When you have gone through the records below, state only how many lines include the word "currently".

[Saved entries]
+ + + +
PR #1748, opened 2025-08-07
CSHARP-5672: Support sorting by value in PushEach operation

adelinowona:


src/MongoDB.Driver/SortDefinitionBuilder.cs
```diff
@@ -288,4 +311,26 @@ public override BsonDocument Render(RenderArgs<TDocument> args)
             return new BsonDocument(renderedField.FieldName, value);
         }
     }
+
+    internal sealed class NoFieldDirectionalSortDefinition<TDocument> : SortDefinition<TDocument>
```
rstam: I suggest naming this class `ValueDirectionalSortDefinition`.

I'd rather emphasize that we are sorting by "value". The fact that there is no field name is a side effect, not the main feature.

src/MongoDB.Driver/SortDefinitionBuilder.cs
```diff
@@ -288,4 +311,26 @@ public override BsonDocument Render(RenderArgs<TDocument> args)
...
+    {
+        private readonly SortDirection _direction;
+
+        public NoFieldDirectionalSortDefinition(SortDirection direction)
+        {
+            _direction = direction;
+        }
+
+        public override BsonDocument Render(RenderArgs<TDocument> args)
```
rstam, line 317: Do we want a `Direction` property like `DirectionalSortDefinition` has?

src/MongoDB.Driver/SortDefinitionBuilder.cs
```diff
@@ -288,4 +311,26 @@ public override BsonDocument Render(RenderArgs<TDocument> args)
...
+        {
+            BsonValue value = _direction switch
+            {
+                SortDirection.Ascending => 1,
+                SortDirection.Descending => -1,
+                _ => throw new InvalidOperationException("Unknown value for " + typeof(SortDirection) + ".")
```
rstam: I would have done this:

```_ => throw new InvalidOperationException($"Invalid sort direction: {_direction}.")```

but I suppose then we might want to change `DirectionalSortDefinition` also...

File: src/MongoDB.Driver/SortDefinitionBuilder.cs [hunk 4]
```diff
@@ -288,4 +311,26 @@ public override BsonDocument Render(RenderArgs<TDocument> args)
...
+            };
+
+            return new BsonDocument("direction",  value);
```
rstam: When we use "magic" values like this we usually enclose them in angle brackets to make it visually apparent that something is special about this value:

```return new BsonDocument("<direction>",  value);```

We only have a field name here because `Render` is already declared to return `BsonDocument` and changing it to return `BsonValue` would be a breaking change.

File: src/MongoDB.Driver/UpdateDefinitionBuilder.cs [hunk 5]
```diff
@@ -1685,7 +1685,13 @@ public override BsonValue Render(RenderArgs<TDocument> args)
 
             if (_sort != null)
             {
-                document["$push"][renderedField.FieldName]["$sort"] = _sort.Render(args.WithNewDocumentType((IBsonSerializer<TItem>)itemSerializer));
+                var newArgs = args.WithNewDocumentType((IBsonSerializer<TItem>)itemSerializer);
+
+                var renderedSort = _sort is NoFieldDirectionalSortDefinition<TItem>
+                    ? _sort.Render(newArgs)["direction"]
```
rstam: ```? _sort.Render(newArgs)["<direction>"]```

Note the added angle brackets.

tests/MongoDB.Driver.Tests/SortDefinitionBuilderTests.cs
```diff
@@ -31,6 +32,14 @@ public void Ascending()
             Assert(subject.Ascending("a"), "{a: 1}");
         }
 
+        [Fact]
+        public void Ascending_no_field()
```
rstam: I would name this test `Ascending_value`

tests/MongoDB.Driver.Tests/SortDefinitionBuilderTests.cs
```diff
@@ -84,6 +103,14 @@ public void Descending()
             Assert(subject.Descending("a"), "{a: -1}");
         }
 
+        [Fact]
+        public void Descending_no_field()
```
rstam: I would name this test `Descending_value`.

src/MongoDB.Driver/SortDefinitionBuilder.cs
```diff
@@ -288,4 +311,26 @@ public override BsonDocument Render(RenderArgs<TDocument> args)
...
+        private readonly SortDirection _direction;
+
+        public NoFieldDirectionalSortDefinition(SortDirection direction)
+        {
+            _direction = direction;
+        }
+
+        public override BsonDocument Render(RenderArgs<TDocument> args)
+        {
+            BsonValue value = _direction switch
```
BorisDog: We do the `SortDirection` to `BsonValue` conversion in 2 different places already.
Consider extorting this to internal `SortDirectionExtensions` or similar?

src/MongoDB.Driver/SortDefinitionBuilder.cs
BorisDog: So what happens in other cases (which are not `UpdateDefinitionBuilder`), will it be rendered as 
`sort: { direction: ... }` and do we want that?

We could add
`internal virtual BsonValue RenderAsBsonValue(RenderArgs<TDocument> args) => Render(args);`
to `SortDefinition`, and refactor `Render` to return `BsonValue` in 4.0.

src/MongoDB.Driver/SortDefinitionBuilder.cs
adelinowona: We currently have no use for that property, so I decided to omit it for now to avoid introducing unused code.

src/MongoDB.Driver/SortDefinitionBuilder.cs
adelinowona: Nice, I like this! I thought of something similar but thought adding something to SortDefinition would be a breaking change but I suppose adding an internal virtual method is not? Learning some library maintainer tricks :)

adelinowona: With this updated approach, I am also thinking of throwing an exception when a call to `Render` is made on a `ValueDirectionalSortDefinition`. A call to render for `ValueDirectionalSortDefinition` is suggesting someone is trying to use this where a field-based sort is expected which is invalid.

src/MongoDB.Driver/SortDefinitionBuilder.cs
```diff
@@ -272,20 +295,25 @@ public override BsonDocument Render(RenderArgs<TDocument> args)
...
+        private readonly SortDirection _direction;
+
+        public ValueDirectionalSortDefinition(SortDirection direction)
+        {
+            _direction = direction;
+        }
+
+        internal override BsonValue RenderAsBsonValue(RenderArgs<TDocument> args) => _direction.ToBsonValue();
+
+        public override BsonDocument Render(RenderArgs<TDocument> args)
```
adelinowona, line 317: For now, I'm using the exception thrown during rendering as the mechanism to inform users that value-based sorts aren't supported. Since I've only updated call sites where value-based sorts are explicitly supported, any `Render` call that returns a `BsonDocument` will naturally fail in unsupported contexts, keeping this PR's changes minimal. However, Alex raised a point that when we update `Render` to return `BsonValue` in 4.0, we'll need to add validation at all call sites to check for value-based sort support before rendering. The question is whether to implement this validation now or defer it to 4.0. Implementing it now would distribute some of the 4.0 migration work and provide users with cleaner exceptions higher in the stack trace (and potentially a better exception type). I suppose we'll probably want to do that but what's the preference? @BorisDog @rstam

src/MongoDB.Driver/SortDefinition.cs
```diff
@@ -47,6 +47,9 @@ public abstract class SortDefinition<TDocument>
         /// <returns>A <see cref="BsonDocument"/>.</returns>
         public abstract BsonDocument Render(RenderArgs<TDocument> args);
 
+        // TODO: remove this and refactor Render to return a BsonValue in 4.0
+        internal virtual BsonValue RenderAsBsonValue(RenderArgs<TDocument> args) => Render(args);
```
rstam, line 51: The `RenderAsBsonValue` method should probably be placed *after* the `Render` method.

src/MongoDB.Driver/SortDirectionExtensions.cs
```diff
@@ -0,0 +1,33 @@
...
+ */
+
+using System;
+using MongoDB.Bson;
+
+namespace MongoDB.Driver
+{
+    internal static class SortDirectionExtensions
+    {
+        internal static BsonValue ToBsonValue(this SortDirection direction)
```
rstam: I think this method should probably be named `Render`.

src/MongoDB.Driver/SortDefinitionBuilder.cs
rstam: I think the way you have it now is fine.

We can address whatever changes (if any) are needed later.

Most places that currently call `Render` *should* work with a `BsonValue` also. If not there is some work to be done a the CALL site, *not* here.

BorisDog: I agree with @rstam, we can defer the work to 4.0.

src/MongoDB.Driver/SortDirectionExtensions.cs
BorisDog: Nice, would be good to use it in other places as well, like `DirectionalIndexKeyDefinition`.

src/MongoDB.Driver/SortDefinition.cs
adelinowona: It already is? Maybe you got a defective diff

src/MongoDB.Driver/SortDirectionExtensions.cs
```diff
@@ -0,0 +1,33 @@
...
+using System;
+using MongoDB.Bson;
+
+namespace MongoDB.Driver
+{
+    internal static class SortDirectionExtensions
+    {
+        internal static BsonValue Render(this SortDirection direction)
+        {
+            return direction switch
```
BorisDog: minor: you can use expression body definition.

tests/MongoDB.Driver.Tests/SortDefinitionBuilderTests.cs
```diff
@@ -31,6 +32,14 @@ public void Ascending()
             Assert(subject.Ascending("a"), "{a: 1}");
         }
 
+        [Fact]
+        public void Ascending_value()
+        {
+            var subject = CreateSubject<BsonDocument>();
+
+            Assert(subject.Ascending(), "{direction: 1}");
```
BorisDog: Fix the tests, and add new one to test exception?

src/MongoDB.Driver/SortDefinition.cs
rstam: I tagged the wrong one. It's the one on line 311 of SortDefinitionBuilder.cs that's out of order.

src/MongoDB.Driver/SortDefinitionBuilder.cs
```diff
@@ -272,20 +295,25 @@ public override BsonDocument Render(RenderArgs<TDocument> args)
...
+    internal sealed class ValueDirectionalSortDefinition<TDocument> : SortDefinition<TDocument>
+    {
+        private readonly SortDirection _direction;
+
+        public ValueDirectionalSortDefinition(SortDirection direction)
+        {
+            _direction = direction;
+        }
+
+        internal override BsonValue RenderAsBsonValue(RenderArgs<TDocument> args) => _direction.Render();
```
rstam: Move `RenderAsBsonValue` to after `Render`.

rstam (changes requested):
Looks good with one minor change requested.

src/MongoDB.Driver/SortDefinitionBuilder.cs
adelinowona: Done!

tests/MongoDB.Driver.Tests/SortDefinitionBuilderTests.cs
```diff
@@ -117,10 +144,20 @@ public void MetaTextScore()
             Assert(subject.MetaTextScore("awesome"), "{awesome: {$meta: 'textScore'}}");
         }
 
+        [Fact]
+        public void CallingRenderOnValueBasedSortShouldThrow()
```
BorisDog: Use the underscores naming styling, like you did in
`Combine_with_value_based_sort_and_additional_sort_should_throw `

src/MongoDB.Driver/SortDefinitionBuilder.cs
```diff
@@ -130,6 +130,15 @@ public static SortDefinition<TDocument> MetaTextScore<TDocument>(this SortDefini
     /// <typeparam name="TDocument">The type of the document.</typeparam>
     public sealed class SortDefinitionBuilder<TDocument>
     {
+        /// <summary>
+        /// Creates a value ascending sort.
+        /// </summary>
```
BorisDog, line 136: I am wondering if should add a short example of what "value sort" is. As it might be not that evident to our users.
Something like "used for expressions that are not requiring a field, for example "`$sort: -1`"
cc @rstam

tests/MongoDB.Driver.Tests/SortDefinitionBuilderTests.cs
adelinowona: done

src/MongoDB.Driver/SortDefinitionBuilder.cs
adelinowona: done

tests/MongoDB.Driver.Tests/SortDefinitionBuilderTests.cs
```diff
@@ -117,10 +144,20 @@ public void MetaTextScore()
             Assert(subject.MetaTextScore("awesome"), "{awesome: {$meta: 'textScore'}}");
         }
 
+        [Fact]
+        public void Calling_render_on_value_based_sort_should_throw()
```
BorisDog: Alphabetical order

src/MongoDB.Driver/SortDefinitionBuilder.cs
rstam: This comment needs to be reworked a bit.

The statement "when documents are simple values like strings" doesn't make sense to me. A document can never be a simple value, it's a document.

rstam: Something like this:

```
/// Create an ascending sort on a value rather than on a field of a document. For example, "$sort : 1".
/// This is used when sorting primitive values like strings or numbers, but can also be used to sort whole documents.
```

src/MongoDB.Driver/SortDefinitionBuilder.cs
```diff
@@ -131,7 +131,19 @@ public static SortDefinition<TDocument> MetaTextScore<TDocument>(this SortDefini
...
+        /// <returns>A value ascending sort.</returns>
+        public SortDefinition<TDocument> Ascending()
+        {
+            return new ValueDirectionalSortDefinition<TDocument>(SortDirection.Ascending);
+        }
+
+        /// <summary>
+        /// Creates an ascending sort based on a specific field within the document. For example, "$sort: {field: 1}"
+        /// This is used when documents are complex objects, and you want to sort by a particular field's value.
```
rstam: I would reword slightly:

```
/// Creates an ascending sort based on a specific field within the document. For example, "$sort : { field : 1 }"
/// This is used when values are documents, and you want to sort by a particular field's value.                  
```

rstam: Note the extra white space in `$sort : { field : 1 }` which is our custom for readability.

src/MongoDB.Driver/SortDefinitionBuilder.cs
```diff
@@ -141,7 +153,8 @@ public SortDefinition<TDocument> Ascending(FieldDefinition<TDocument> field)
         }
 
         /// <summary>
-        /// Creates an ascending sort.
+        /// Creates an ascending sort based on a specific field within the document. For example, "$sort: {field: 1}"
+        /// This is used when documents are complex objects, and you want to sort by a particular field's value.
```
rstam: Same as previous comment.

src/MongoDB.Driver/SortDefinitionBuilder.cs
```diff
@@ -171,7 +184,19 @@ public SortDefinition<TDocument> Combine(IEnumerable<SortDefinition<TDocument>>
         }
 
         /// <summary>
-        /// Creates a descending sort.
+        /// Creates a value descending sort that sorts documents by their entire document value. For example, "$sort: -1"
+        /// This is typically used when documents are simple values (like strings, numbers, or dates)
+        /// rather than complex objects with multiple fields.
```
rstam: Same as ascending comment for the three `Descending` methods.

rstam (changes requested):
Minor changes to comments suggested.

src/MongoDB.Driver/SortDefinitionBuilder.cs
adelinowona: Done

src/MongoDB.Driver/SortDefinitionBuilder.cs
adelinowona: done

src/MongoDB.Driver/SortDefinitionBuilder.cs
adelinowona: done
+ + + +
Response to the task. 2